The present study has some limitations. The confidence intervals are wide, in particular for the missing teeth the study’s results should be interpreted with caution, and further research with more precise estimates of the association between some indicators such as missing teeth and the risk of head and neck squamous cell carcinoma.

Oral examinations were done after the occurrence of cancer; also we did not collect data on time since decayed, missing, or filled teeth, however, we included the incidence cases of HNSCC and it is unlikely that they are the consequence of cancer. In the current study, we did not collect information about periodontitis as one of the oral health indicators wich could result in residual confounding, however, a substantial part of oral health conditions can be explained by tooth loss. Moreover, we did not collect data on plaque index and oral hygiene habits (brushing/flossing), and studies showed that those who have high plaque and rarely brush their teeth have significantly higher DMFT index46,47. Possible selection bias is the other limitation, as cases and controls may not be from the same underlying population, to overcome this issue we matched cases and controls by their residential places, moreover we adjusted the reults by residential places. Not having a complete response rate among cases (98%) and controls (88%) could be the other source of selection bias however, the distribution of demographic variables such as age, gender, marital status, and education was approximately the same between respondents and non-respondents. In our validation study, we found a similar underreporting proportion for opium use as an illegal substance between cases and controls48, and the same is possible for alcohol use.
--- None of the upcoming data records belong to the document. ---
PR #761, opened 2023-11-12
Fix visualization for unidentified EIP712 message

KillariDev:
Seems like using `key` as variable name is not good idea and produces `undefined`, I am not really sure why, but this fixes the issue


jubalm (approved):
LGTM

PR #769, opened 2023-11-18
Cleans up styling

KillariDev:
align NFT sending rows


jubalm (approved):
nothing particular within the changeset, tho i'd generally move styling to css (paddings and margins) instead of using `&nbsp;` unless it actually involves within the flow of content for adding spaces between elements. nevertheless i'm no opposed to the implementation here either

On the other hand, the prevalence of alcohol use among controls in the current study was similar to the Iranian Mental Health Survey (IranMHS) 2011 (4.1% versus 5.7%)49. Overall, cases are more prone to report perceived hazardous exposures, and information bias is possible.

Regarding the interaction between smoking and DMFT score, more research is needed to explore the mechanistic pathway of these two factors. To find out if avoiding oral disease can lower the chances of getting head and neck cancer, more studies are needed. Future research should measure oral health directly and objectively, and also look at the types of microbes in the mouth, the signs of inflammation in the body, and how the immune system reacts to long-term inflammation.”

In conclusion, our findings indicate that tooth loss and decayed teeth as oral health indicators can be independent risk factors for HNSCC. However, the multiplicative interaction between tobacco and opium use with the DMFT score emphasizes the importance of tobacco smoking and opium use, which substantially aggravates this association. Results on DMFT score emphasize the importance of dental clinic visits on the HNSCC. These results could help clinicians understand better what causes HNSCC and how to prevent and treat it. Therefore, this report could be useful for clinical practice that focuses on oral health, identifying patients who have a high risk of HNSCC, and making policies that encourage oral health care.”